Change in Directors or Principal Officers


Item 5.02. Departure of Directors or Certain Officers; Election of Directors;
Appointment of Certain Officers; Compensatory Arrangements of Certain Officers.

On August 1, 2012, Cisco Systems, Inc. ("Cisco") appointed Marc Benioff, Chairman and Chief Executive Officer of salesforce.com, inc., and Kristina M. Johnson, Ph.D., Chief Executive Officer of Enduring Hydro, LLC, to its Board of Directors (the "Board"). It has not yet been determined on which Board committees, if any, Mr. Benioff and Dr. Johnson will serve.

In connection with their service as directors, Mr. Benioff and Dr. Johnson will receive Cisco's standard non-employee director cash and equity compensation. Mr. Benioff and Dr. Johnson will receive a pro rata portion of the $75,000 annual retainer for their service through the remaining portion of the year ending at Cisco's 2012 annual meeting of shareholders. If appointed to serve on any committees of the Board, they also would receive fees of $2,000 per committee meeting attended. In connection with their appointment, pursuant to the Board's equity grant policy for non-employee directors, Mr. Benioff and Dr. Johnson will automatically receive an initial non-employee director restricted stock unit award under the 2005 Stock Incentive Plan covering 16,666 shares. Pursuant to this policy, because their appointment occurred during a closed trading window of Cisco, the automatic grant date for the restricted stock units will be the date of the next regularly scheduled meeting of the Compensation & Management Development Committee of the Board during an open trading window of Cisco at which that committee grants equity awards.

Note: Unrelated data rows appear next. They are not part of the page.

PR #473, opened 2017-01-25
Cfy 6349 set ip manager on image boot

idanmo:


components/manager-ip-setter/scripts/create.py
```diff
@@ -0,0 +1,42 @@
...
+             'manager-ip-setter',
+             'scripts',
+             MANAGER_IP_SETTER_SCRIPT_NAME),
+        config_file_temp_destination)
+    utils.move(config_file_temp_destination, MANAGER_IP_SETTER_SCRIPT_PATH)
+    utils.chmod('+x', MANAGER_IP_SETTER_SCRIPT_PATH)
+    utils.systemd.configure(MANAGER_IP_SETTER_SERVICE_NAME)
+
+
+if os.environ.get('set_manager_ip_on_boot').lower() == 'true':
```
tehasdf: the `.get` is ineffective because missing values return None, so it would TypeError on `.lower()`; use 2-arg `.get`

components/manager-ip-setter/scripts/manager-ip-setter.sh
```diff
@@ -0,0 +1,81 @@
...
+  echo "Updating logstash.conf.."
+  /usr/bin/sed -i -e "s/host => "'"'".*"'"'"/host => "'"'"${ip}"'"'"/" /etc/logstash/conf.d/logstash.conf
+
+  echo "Updating broker_config.json.."
+  /usr/bin/sed -i -e "s/"'"'"broker_hostname"'"'": "'"'".*"'"'"/"'"'"broker_hostname"'"'": "'"'"${ip}"'"'"/" /opt/mgmtworker/work/broker_config.json
+
+  echo "Updating broker_ip in provider context.."
+
+  python << END
+import requests, json, sys, time
```
tehasdf: this is just using the system python - can we guarantee it has requests?

components/manager-ip-setter/config/cloudify-manager-ip-setter.service
```diff
@@ -0,0 +1,12 @@
+[Unit]
+Description=Cloudify Manager IP Setter
+Before=cloudify-mgmtworker.service cloudify-amqpinflux.service cloudify-riemann.service logstash.service
+After=network.target cloudify-restservice.service
+
+[Service]
```
tehasdf: maybe should be a `Type=oneshot`? does systemd try to restart the script after it exits?

idanmo: It runs only once.
The behavior of Type=simple and ExecStart=something is similar to oneshot.

PR #477, opened 2017-01-31
CFY-6373 Security groups: allow cluster-related ports

tehasdf:


aws-ec2-manager-blueprint.yaml
```diff
@@ -275,6 +275,27 @@ node_templates:
           from_port: 53229
           to_port: 53229
           src_group_id: { get_property: [agents_security_group, resource_id] }
+        # Cluster-related ports, only used in a manager cluster
+        - ip_protocol: tcp
+          from_port: 8300
+          to_port: 8300
+          src_group_id: { get_property: [agents_security_group, resource_id] }
```
tehasdf: aws blueprint has no management security group (like openstack blueprint does), we should just use the agents security group?

PR #499, opened 2017-02-27
CFY-6497 generate internal SSL certificates on boot

idanmo:
In this PR, the manager-ip-setter service is updated to generate the internal SSL certificates when booting the manager from an image.
In order to achieve that, the utils.generate_internal_ssl_cert function is used.


components/manager-ip-setter/scripts/manager-ip-setter.sh
```diff
@@ -28,6 +28,11 @@ function set_manager_ip() {
   echo "Updating broker_ip in provider context.."
   /opt/cloudify/manager-ip-setter/update-provider-context.py ${ip}
 
+  echo "Creating internal SSL certificates.."
+  rm -f /etc/cloudify/ssl/cloudify_internal_*.pem
```
mcouthon: Remove using utils constants

PR #501, opened 2017-03-01
CFY-6492 Make the file server always secured

mcouthon:
* The file server is now always internally accessed via the REST's port (with a /resources suffix), and is then redirected to  its internal port
 * All the folder names now reside in cloudify-plugins-common.constants (seeing as how they are indeed constants)
 * All the workers (agent + mgmt) now need to have much fewer params regarding the file server


components/nginx/config/https-file-server.cloudify
```diff
@@ -2,15 +2,15 @@
...
+    server_name         127.0.0.1;
 
     # force http redirect to https
     if ($scheme = http) {
         return 301 https://$server_name$request_uri;
     }
 
-    ssl_certificate     {{ ctx.target.instance.runtime_properties.external_cert_path }};
-    ssl_certificate_key {{ ctx.target.instance.runtime_properties.external_key_path }};
+    ssl_certificate     {{ ctx.source.instance.runtime_properties.internal_cert_path }};
```
tehasdf: also do this in `https-external-rest-server` :)

mcouthon: Wait, what am I missing? You *don't* need the key in nginx? In every example I saw both cert and key were provided.

tehasdf: you do; i'm just reminding you to also do this change (`target` -> `source`) inside `https-external-rest-server.cloudify` (another file which needs this same change)

actually, i sent a PR which includes these changes (both files) and another typo fix as well #505

PR #504, opened 2017-03-02
CFY-6507 add config for encoding id for api_token

dusking:


components/restservice/scripts/configure.py
```diff
@@ -34,13 +35,25 @@
 REST_SERVICE_NAME = 'restservice'
 
 
+def _random_alphanumeric(result_len=31):
+    """
+    :return: random string of unique alphanumeric characters
+    """
+    ascii_alphanumeric = (range(48, 58) + range(65, 91) + range(97, 123))
+    random.shuffle(ascii_alphanumeric)
+    return reduce(lambda i, s: i + chr(s), ascii_alphanumeric[:result_len], "")
```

The shares subject to these restricted stock unit awards will vest in two equal annual installments upon completion of each year of board service measured from the initial appointment date, and vest immediately in full upon certain changes in control or ownership of Cisco or upon their death or disability while a member of the Board. Non-employee directors may elect to defer receipt of the restricted stock units such that, to the extent the restricted stock units are vested, the units would be settled in shares after the non-employee director left the Board.

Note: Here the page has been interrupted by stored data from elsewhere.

PR #505, opened 2017-03-03
Fix typos in passing the external cert and key to nginx config

tehasdf:


components/nginx/config/https-external-rest-server.cloudify
```diff
@@ -11,8 +11,8 @@ server {
       return 301 https://$server_name$request_uri;
   }
 
-  ssl_certificate     {{ ctx.target.instance.runtime_properties.external_cert_path }};
-  ssl_certificate_key {{ ctx.target.instance.runtime_properties.external_key_path }};
+  ssl_certificate     {{ ctx.source.instance.runtime_properties.external_cert_path }};
```
tehasdf: fwiw the code that sets it on source is here: https://github.com/cloudify-cosmo/cloudify-manager-blueprints/blob/master/components/nginx/scripts/preconfigure.py#L111-L112

(in case we decide that `.target` is what we want after all)

tehasdf:
done in #501

PR #506, opened 2017-03-03
Nginx: use 308 for the http-to-https redirect

tehasdf:
Using 301 makes requests retry the same request, but without a body;
use 308 so that when it tries the new location, it also sends
the body again.


tehasdf:
done inside #545

PR #517, opened 2017-03-15
CFY-6562 Generate external ssl cert if not provided - bugfix

tehasdf:
The error message isn't actually in `str(e)` but it is in `e.stderr`


tehasdf:
done in #519

PR #520, opened 2017-03-19
CFY-6582 Run manager-ip-setter scripts using python from manager venv

mcouthon:


geokala:
My last PR actually made it use the mgmtworker venv, and copied the utils over, so I think this is probably not needed now?

mcouthon:
@geokala Absolutely.

PR #521, opened 2017-03-20
CFY-6565 Set stage to restart=always with a 10 sec delay

tehasdf:


components/stage/config/cloudify-stage.service
```diff
@@ -5,7 +5,8 @@ After=network-online.target
 
 [Service]
 TimeoutStartSec=0
-Restart=on-failure
+Restart=always
```
tehasdf: need to do `always` because stage exits with a 0 error code on db connection failures

PR #542, opened 2017-04-08
CFY-3532- Non-root management worker service

geokala:


geokala:
Tests require https://github.com/cloudify-cosmo/cloudify-system-tests/pull/514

In connection with their appointment, each of Mr. Benioff and Dr. Johnson entered into Cisco's standard form of director Indemnification Agreement with Cisco. Pursuant to these agreements, subject to the exceptions and limitations provided therein, Cisco has agreed to hold harmless and indemnify Mr. Benioff and Dr. Johnson to the fullest extent authorized by Cisco's articles of incorporation and California law, and against any and all expenses, judgments, fines and settlement amounts actually and reasonably incurred by them in connection with any threatened, pending or completed action, suit or proceeding arising out of their services as directors. The foregoing description is qualified in its entirety by the full text of the form of Indemnification Agreement, which was filed as Exhibit 10.8 to Cisco's Form 10-K filed on September 20, 2004 and is incorporated by reference herein.